Saat remaja aku sudah tak lagi menyukai boneka ataupun mengambar mata, tapi aku suka diam memperhatikan mata orang­-orang yang dijumpaiku, kadang-kadang tanpa sadar aku sering mendapati diriku tengah memandangi mata seseorang cukup lama, hingga orang itu merasa risih dan cepat-cepat menyingkir, setiap menatap mata seseorang, aku seperti melihat bermacam-macam keajaiban yang tak terduga, kadang aku melihat api berkobar dalam mata itu, kadang aku melihat ribuan kelelawar terbang berhambur, sering pula aku melihat lelehan tomat merembes dari sudut mata seseorang yang tengah dipandangiku, pecahan kaca yang menancap dikornea, kawat berduri terjulur panjang, padang gersang ilalang, pusaran kabut kelabu dengan kesedihan yang menggantung.

Dimana-mana aku hanya melihat mata yang keruh menanggung beban hidup, mata yang penuh kemarahan, mata yang menuntut kebebasan, karena itu, aku jadi begitu terkesan dengan sepasang mata bocah itu. Rasanya, itulah mata yang paling indah yang pernah aku tatap, begitu bening begitu jernih, mata yang mungil tapi bagai menyimpan dunia.

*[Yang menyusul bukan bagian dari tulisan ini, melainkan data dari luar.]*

PR #107, opened 2022-08-31
add api for identify using only traits

prayansh:
Adds new api `fun Analytics.identify(traits)` that allows users to update traits without needing userId


wenxi-zeng (approved):
LGTM. can we also have these apis in java compat?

Sembari menikmati secangkir cappuccino di depan kopontren, di tengah hiruk pikuk santri mengantri, untuk memenuhi kebutuhan mereka, walau hanya untuk sebatang rokok, atau hanya duduk-duduk nimbrung beradu cerita liburan. Aku memperhatikan mata-mata santri yang lalu lalang, mungkin aku akan menemukan mata yang indah seperti mata bocah itu, tapi aku tak menemukan mata seperti itu, membuatku berpikir, bisa jadi mata bocah itu memang satu-satunya mata yang paling indah di dunia, dan aku berangan, andai memeliki mata seperti itu, agar aku bisa melihat dunia dengan berbeda, tentulah menyenangkan bila punya mata seperti itu batinku, apa yang kini aku pandang akan terlihat berbeda.
“Enak ya Dai jadi anak kecil, kayak gak punya beban,” Salung datar, sambil menatap bocah yang berloncat riang,
“Andai bisa kayak anak itu, pasti betah di pondok,”
“Kita cuma gak tau apa yang ada di mata bocah itu,” Seakan baru sadar dari perkataan salung.

Yah, orang-orang hanya tidak tau apa yang ada di mata bocah itu, kini aku mengerti, kenapa bocah itu terlihat selalu berlarian riang, karena ia tengah berlarian mengejar capung yang hanya bisa dilihat matanya, mata bocah itu pastilah melihat sekawanan burung terbang merendah bagai hendak hinggap di kepalanya, hingga ia mengibas-ngibaskan tangan menghalau, agar burung-burung itu kembali terbang, ketika berjongkok pastilah bocah itu sedang begitu senang memandangi seekor kumbang muncul dari celah gerbang, semua itu mungkin karna mata mungil indah bocah itu bisa melihat dunia yang berbeda, atau karena mata mungil itu memang menyimpan dunia.